À l’intention de Monsieur Hervé Jamberre
De la part de Nina Vanderberg
Monsieur,
Si vous lisez cette lettre, c’est qu’enfin nous aurons réussi à retrouver vos coordonnées. J’avoue que l’exercice a été difficile, surtout que vous vous êtes évaporé sans même laisser un nom de ville. Heureusement, l’aide externe qu’a reçu ma mère à cette occasion devrait nous permettre de vous retrouver d’ici là.
J’espère en tout cas que vous allez bien. Je me souviens encore de vos cheveux gris et de votre belle voiture de sport. Maman m’a dit que ça s’appelait une Mustang. Elle est vraiment très belle. Vous avez dû la payer cher !
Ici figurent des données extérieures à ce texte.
PR #2323, opened 2016-10-20
Fix event.key error

yermie:
In certain websites, the error `event.key.length` is undefined and throws an error. Example: https://www.dropbox.com/s/9bwdey1cfos9xfs/Screenshot%202016-10-20%2016.45.36.png?dl=0

Second screenshot: https://www.dropbox.com/s/9bwdey1cfos9xfs/Screenshot%202016-10-20%2016.45.36.png?dl=0

This prevents that error from occurring.

### DIFF
--- a/lib/keyboard_utils.coffee
+++ b/lib/keyboard_utils.coffee
@@ -41,6 +41,7 @@ KeyboardUtils =
       @getKeyCharUsingKey event
 
   getKeyCharUsingKey: (event) ->
+    return unless event.key?  # Avoid error if event.key is undefined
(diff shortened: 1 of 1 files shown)


smblott-github:
Thanks, @yermie.  I cannot reproduce this issue.  You say *on some web sites*.  Can you give an example?

It might be better to track down the source of the problem, if possible, rather than simply mask it.

smblott-github:
Do you have an example page, @yermie?

mrmr1993:
I think this can be closed; #2605 hopefully deals with the underlying issue.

Je sais, je devrais vous contacter moi-même plutôt que de passer par mes parents. Je suis encore au collège, donc excusez ma timidité. Mon amie Judith me dit toujours que je n’ose jamais exprimer ma colère, que je fais trop attention aux autres. Je ne suis pas d’accord. C’est juste qu’avant ces derniers mois, je n’avais pas de quoi me fâcher.
Contre qui ?
Pourquoi ?
Mais aussi, et surtout, qui suis-je ?
En tout cas, c’est ce que je me demanderais à votre place. Ou peut-être en avez-vous une vague idée, une crainte, le genre de terreur qui vient rôder sous le lit, une fois la lumière éteinte. Peut-être qu’elle s’assoit sur vous pour mieux étouffer votre souffle sitôt que vous vous endormez. En tout cas, j’admets que je l’espère.
Une scène, sous vos yeux.
Six heures un soir de printemps, il fait doux, les oiseaux chantent. Il y a un parfum de vacances dans les bavardages fébriles des élèves de mon cours. Le spectacle de fin d’année approche et nous aurons l’honneur de figurer dans le ballet des adultes en tant que petits rats de l’Opéra. Nous jouerons Casse-Noisette. Le filage venait de se terminer alors que le soleil encore bien clair caressait les chignons serrés des adolescentes en train de glousser.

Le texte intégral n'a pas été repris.